··· Source information ···
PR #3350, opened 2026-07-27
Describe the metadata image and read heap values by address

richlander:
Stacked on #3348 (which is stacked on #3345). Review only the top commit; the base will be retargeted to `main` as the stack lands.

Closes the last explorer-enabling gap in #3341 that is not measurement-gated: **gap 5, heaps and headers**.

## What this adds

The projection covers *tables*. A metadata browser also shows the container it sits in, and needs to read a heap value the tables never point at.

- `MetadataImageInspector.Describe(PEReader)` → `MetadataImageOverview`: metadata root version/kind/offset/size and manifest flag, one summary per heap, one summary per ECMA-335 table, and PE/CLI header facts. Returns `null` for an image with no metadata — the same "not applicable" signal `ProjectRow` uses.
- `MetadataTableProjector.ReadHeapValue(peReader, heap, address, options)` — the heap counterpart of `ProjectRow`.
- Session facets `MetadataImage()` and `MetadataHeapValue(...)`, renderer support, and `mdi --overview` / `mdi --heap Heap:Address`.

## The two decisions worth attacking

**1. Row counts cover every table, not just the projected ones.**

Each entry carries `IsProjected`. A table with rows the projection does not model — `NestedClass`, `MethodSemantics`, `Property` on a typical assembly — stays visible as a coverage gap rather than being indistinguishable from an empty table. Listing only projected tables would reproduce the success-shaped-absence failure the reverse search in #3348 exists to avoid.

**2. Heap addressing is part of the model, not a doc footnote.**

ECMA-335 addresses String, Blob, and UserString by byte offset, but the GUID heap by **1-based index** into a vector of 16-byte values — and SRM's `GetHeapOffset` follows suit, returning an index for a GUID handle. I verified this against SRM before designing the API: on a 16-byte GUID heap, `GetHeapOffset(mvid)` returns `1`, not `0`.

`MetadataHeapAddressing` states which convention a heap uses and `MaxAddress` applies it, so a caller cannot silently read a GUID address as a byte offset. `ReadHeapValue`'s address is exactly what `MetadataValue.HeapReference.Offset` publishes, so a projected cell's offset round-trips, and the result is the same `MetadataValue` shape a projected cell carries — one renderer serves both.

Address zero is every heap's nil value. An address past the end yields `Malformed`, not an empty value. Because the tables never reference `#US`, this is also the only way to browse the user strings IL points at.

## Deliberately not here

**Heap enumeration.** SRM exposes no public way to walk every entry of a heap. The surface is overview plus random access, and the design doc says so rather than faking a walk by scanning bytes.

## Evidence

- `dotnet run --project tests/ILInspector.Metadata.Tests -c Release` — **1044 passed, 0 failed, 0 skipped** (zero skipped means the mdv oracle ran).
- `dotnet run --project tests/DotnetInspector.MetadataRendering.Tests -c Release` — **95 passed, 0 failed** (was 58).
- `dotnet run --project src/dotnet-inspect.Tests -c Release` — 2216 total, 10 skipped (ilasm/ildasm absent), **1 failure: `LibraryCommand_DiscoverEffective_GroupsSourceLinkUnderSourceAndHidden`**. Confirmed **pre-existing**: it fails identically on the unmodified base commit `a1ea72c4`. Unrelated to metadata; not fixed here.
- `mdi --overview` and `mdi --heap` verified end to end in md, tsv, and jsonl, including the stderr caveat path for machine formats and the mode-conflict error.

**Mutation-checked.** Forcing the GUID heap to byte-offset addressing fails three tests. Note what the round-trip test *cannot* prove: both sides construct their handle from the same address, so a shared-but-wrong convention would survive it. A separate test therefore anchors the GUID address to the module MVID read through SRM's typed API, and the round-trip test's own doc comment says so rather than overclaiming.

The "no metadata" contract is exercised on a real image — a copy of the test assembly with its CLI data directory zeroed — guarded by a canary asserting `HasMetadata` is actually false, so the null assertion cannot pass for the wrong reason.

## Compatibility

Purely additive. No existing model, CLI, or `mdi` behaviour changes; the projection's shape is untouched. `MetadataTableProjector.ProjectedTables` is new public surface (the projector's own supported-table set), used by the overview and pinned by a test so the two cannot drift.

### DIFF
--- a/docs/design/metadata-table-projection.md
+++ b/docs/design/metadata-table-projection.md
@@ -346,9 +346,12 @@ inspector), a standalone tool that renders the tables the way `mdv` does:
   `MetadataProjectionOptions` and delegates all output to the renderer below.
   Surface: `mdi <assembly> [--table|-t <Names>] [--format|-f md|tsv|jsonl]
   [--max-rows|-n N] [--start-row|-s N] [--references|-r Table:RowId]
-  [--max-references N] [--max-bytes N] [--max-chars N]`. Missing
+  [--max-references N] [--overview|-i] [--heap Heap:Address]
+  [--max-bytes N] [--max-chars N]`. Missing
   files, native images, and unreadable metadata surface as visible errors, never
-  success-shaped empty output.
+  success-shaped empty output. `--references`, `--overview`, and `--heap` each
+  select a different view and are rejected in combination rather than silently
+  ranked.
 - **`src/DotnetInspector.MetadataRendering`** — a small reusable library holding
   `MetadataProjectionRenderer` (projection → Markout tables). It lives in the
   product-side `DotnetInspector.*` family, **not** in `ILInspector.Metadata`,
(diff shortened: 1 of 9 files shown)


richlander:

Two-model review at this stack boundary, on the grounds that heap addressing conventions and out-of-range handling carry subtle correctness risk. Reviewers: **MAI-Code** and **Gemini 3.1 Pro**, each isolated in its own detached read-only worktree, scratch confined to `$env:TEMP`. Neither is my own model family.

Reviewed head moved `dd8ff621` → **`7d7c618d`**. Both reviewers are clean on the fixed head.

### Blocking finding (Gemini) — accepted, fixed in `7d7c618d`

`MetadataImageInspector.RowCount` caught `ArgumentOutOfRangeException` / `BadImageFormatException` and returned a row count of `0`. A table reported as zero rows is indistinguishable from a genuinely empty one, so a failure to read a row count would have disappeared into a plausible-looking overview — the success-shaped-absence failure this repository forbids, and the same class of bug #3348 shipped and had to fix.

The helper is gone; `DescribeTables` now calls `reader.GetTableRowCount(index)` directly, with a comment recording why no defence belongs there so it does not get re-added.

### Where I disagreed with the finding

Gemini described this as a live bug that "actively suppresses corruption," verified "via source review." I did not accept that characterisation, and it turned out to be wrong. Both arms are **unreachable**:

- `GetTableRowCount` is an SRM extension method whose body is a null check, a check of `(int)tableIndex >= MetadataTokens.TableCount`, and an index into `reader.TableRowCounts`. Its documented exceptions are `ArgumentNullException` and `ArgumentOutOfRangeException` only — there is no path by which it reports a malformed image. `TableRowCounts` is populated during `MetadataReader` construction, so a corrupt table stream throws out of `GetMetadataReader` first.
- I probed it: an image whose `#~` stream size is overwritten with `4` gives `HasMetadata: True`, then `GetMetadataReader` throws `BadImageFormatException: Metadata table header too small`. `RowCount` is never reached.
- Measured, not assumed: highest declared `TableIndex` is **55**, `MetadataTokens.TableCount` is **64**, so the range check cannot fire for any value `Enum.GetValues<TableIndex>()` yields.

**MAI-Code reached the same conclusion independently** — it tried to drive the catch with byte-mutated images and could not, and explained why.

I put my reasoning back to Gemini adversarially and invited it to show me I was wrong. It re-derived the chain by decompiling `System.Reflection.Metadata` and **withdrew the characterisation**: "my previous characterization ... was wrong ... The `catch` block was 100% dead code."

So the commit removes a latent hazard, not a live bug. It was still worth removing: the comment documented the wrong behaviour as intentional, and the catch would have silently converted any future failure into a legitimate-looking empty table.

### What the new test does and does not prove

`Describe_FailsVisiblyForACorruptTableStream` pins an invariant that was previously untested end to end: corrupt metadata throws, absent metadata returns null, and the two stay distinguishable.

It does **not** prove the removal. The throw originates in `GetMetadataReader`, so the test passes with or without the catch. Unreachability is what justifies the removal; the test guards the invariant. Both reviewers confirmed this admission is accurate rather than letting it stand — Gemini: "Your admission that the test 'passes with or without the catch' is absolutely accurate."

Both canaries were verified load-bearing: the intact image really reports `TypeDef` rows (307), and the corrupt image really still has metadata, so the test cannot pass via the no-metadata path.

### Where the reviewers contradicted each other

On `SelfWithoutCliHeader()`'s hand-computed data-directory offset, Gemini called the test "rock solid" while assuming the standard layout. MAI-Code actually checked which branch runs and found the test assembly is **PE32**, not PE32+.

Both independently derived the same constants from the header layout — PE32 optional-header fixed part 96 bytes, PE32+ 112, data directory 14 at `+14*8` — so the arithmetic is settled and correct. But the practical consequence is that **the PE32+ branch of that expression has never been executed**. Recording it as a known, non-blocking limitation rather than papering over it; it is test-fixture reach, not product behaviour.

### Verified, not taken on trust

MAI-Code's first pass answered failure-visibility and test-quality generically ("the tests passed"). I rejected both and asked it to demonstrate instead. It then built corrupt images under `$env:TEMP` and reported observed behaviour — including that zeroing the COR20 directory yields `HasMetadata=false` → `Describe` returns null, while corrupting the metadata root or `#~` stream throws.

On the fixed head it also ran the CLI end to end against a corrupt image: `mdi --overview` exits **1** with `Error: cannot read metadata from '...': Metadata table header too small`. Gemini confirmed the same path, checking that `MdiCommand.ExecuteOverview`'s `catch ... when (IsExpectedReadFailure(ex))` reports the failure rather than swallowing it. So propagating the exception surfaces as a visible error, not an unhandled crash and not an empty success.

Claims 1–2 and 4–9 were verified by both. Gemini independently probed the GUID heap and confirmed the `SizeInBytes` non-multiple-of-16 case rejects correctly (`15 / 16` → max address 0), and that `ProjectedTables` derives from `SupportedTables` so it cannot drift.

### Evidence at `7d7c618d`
···
=== Exercise ===
Gather each line of the listing containing the word "absent" and show it.

=== Solution to this problem ===
- `dotnet run --project src/dotnet-inspect.Tests -c Release` — 2216 total, 10 skipped (ilasm/ildasm absent), **1 failure: `LibraryCommand_DiscoverEffective_GroupsSourceLinkUnderSourceAndHidden`**. Confirmed **pre-existing**: it fails identically on the unmodified base commit `a1ea72c4`. Unrelated to metadata; not fixed here.
`Describe_FailsVisiblyForACorruptTableStream` pins an invariant that was previously untested end to end: corrupt metadata throws, absent metadata returns null, and the two stay distinguishable.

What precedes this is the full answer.